As the government began to apply the thumbscrews to ATSIC, the stormy figure of twice-elected ATSIC chairman Geoff Clark was never far from centre stage. This seasoned campaigner had done the hard yards. He emerged as a leader at a time when Aboriginal people who were pushed needed to push back just as hard, or risk getting walked all over.

Clark was the subject of all manner of serious allegations. However, Australians accused of criminal wrongdoing are entitled to the presumption of innocence and due process.

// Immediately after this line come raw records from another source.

Issue #16435, opened 2022-12-22
Runtime debuggability of telemetry-operator


a-thaler:
**Description**
Have a way to change operator settings (mainly related to reconcilation) at runtime without getting reconciled like for disabling reconcilation or changing log levels.
For that, we need a dynamic configuration option with some new features for improving operations.

**Criterias**
- At runtime I can pass a config file with settings
- I can add/remove settings at any time without getting the operator restarted
- I can pause reconcilation for Trace/LogPipeline
  - With that I can manipulate the otel-collector log level directly
    ```
    service:
      telemetry:
        logs:
          level: info #info | debug
    ```
  - With that I can manipulate the verbosity of the logging exporter
    ```
    exporters:  
      logging:
         verbosity: basic # basic | normal | detailed
    ```

a-thaler:
There is still an open PR: https://github.com/kyma-project/kyma/pull/16616

Also please outline what to in order to enable pausing, what is the new API?

rakesh-garimella:
Debugging capabilities have been implemented by having a `pause` and changing the `loglevel` on fly feature. These debuggability features have been documented in the Readme.
Additionally logging exporter has also been enabled.

PR #16567, opened 2023-01-16
Add debug ability to the telemetry operator

rakesh-garimella:
**Description**

- The telemetry operator would look for override configmap at the start of reconciliation and would:
    * pause if the the pause flag is set in either logging or tracing config.
    * Change log level of controller runtime on fly.
- To keep code simple a lazy implementation has been implemented, where one needs to trigger reconciliation after adding the configmap to the kyma-system namespace
- Fast integration tests are implemented [here](https://github.com/kyma-project/kyma/pull/16616)

**Related issue(s)**

https://github.com/kyma-project/kyma/issues/16435


components/telemetry-operator/controller/logpipeline/controller.go
```diff
@@ -54,6 +57,11 @@ type DaemonSetAnnotator interface {
 	SetAnnotation(ctx context.Context, name types.NamespacedName, key, value string) error
 }
 
+type GlobalConfigHandler interface {
```
chrkl, line 60: Let's move this interface to the overrides package (same for tracepipeline/controller.go)

components/telemetry-operator/internal/kubernetes/configmap.go
```diff
@@ -0,0 +1,33 @@
...
+	logf "sigs.k8s.io/controller-runtime/pkg/log"
+)
+
+type ConfigmapProber struct {
+	client.Client
+}
+
+const overrideConfigFileName = "override-config"
+
+func (cmp *ConfigmapProber) ReadConfigMapIfPresent(ctx context.Context, name types.NamespacedName) (string, error) {
```
chrkl, line 19: The behaviour of returning an empty string if the CM does not exist might be not expected for that method name. Maybe let's name it `ReadConfigMapOrEmpty`

components/telemetry-operator/internal/overrides/overrides.go
```diff
@@ -0,0 +1,81 @@
...
+	if len(config) == 0 {
+		return overrideConfig, nil
+	}
+
+	err = yaml.Unmarshal([]byte(config), &overrideConfig)
+	if err != nil {
+		return overrideConfig, err
+	}
+
+	log.V(1).Info(fmt.Sprintf("Override Config is: %+v", overrideConfig))
```
chrkl, line 70: Follow our [conventions](https://github.com/kyma-project/community/blob/main/concepts/observability-consistent-logging/improvement-of-log-messages-usability.md#log-structure) for log messages. Maybe better have a message like `Using override config ...`

components/telemetry-operator/internal/configureLogger/configurelogger.go
```diff
@@ -0,0 +1,32 @@
+package configurelogger
```
chrkl, line 1: I miss the `Good package names are short and clear.` aspect from [this](https://go.dev/blog/package-names) article. How about moving this to the `logger` package?

components/telemetry-operator/controller/logparser/controller.go
```diff
@@ -46,22 +49,29 @@ type DaemonSetAnnotator interface {
 	SetAnnotation(ctx context.Context, name types.NamespacedName, key, value string) error
 }
 
+type GlobalConfigHandler interface {
```
chrkl, line 52: Can be removed here, right?

components/telemetry-operator/internal/configureLogger/configurelogger.go
rakesh-garimella: fixed

chrkl (approved):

Those charged with crimes are put on trial: hopefully in a court, rather than a newspaper.

By mid-2003 the government was consumed with fear and loathing for ATSIC. It seemed that Senator Vanstone had had enough. Clark was going to go, and if ATSIC itself became collateral damage then so much the better.

Fast forward to 2004 and the ALP’s newly elected leader, Mark Latham. The man who would be prime minister was bleeding badly following ill-considered statements about his intentions for Australian troops in Iraq. ‘Bring the boys home for Christmas’ had a nice ring to it – but the idea was quickly exposed as unworkable by Howard Government strategists. The Latham bandwagon began to look rickety. A barbeque-stopper was needed to get things back on track.

So in the manner of pots abusing kettles, the ALP suddenly announced that ATSIC was a dysfunctional organisation that had to be done away with. The Prime Minister wasn’t about to conduct a dental examination of this gift horse. ATSIC was finished.

The Commission was always going to struggle in the face of the mainstream media’s insatiable appetite for ‘black corruption’ stories. Anticipating this infatuation, the ATSIC Act had created an Office of Evaluation and Audit. This independent statutory office – without parallel in public bureaucracy – signalled the government’s determination to ensure integrity and transparency. But it was never going to be enough.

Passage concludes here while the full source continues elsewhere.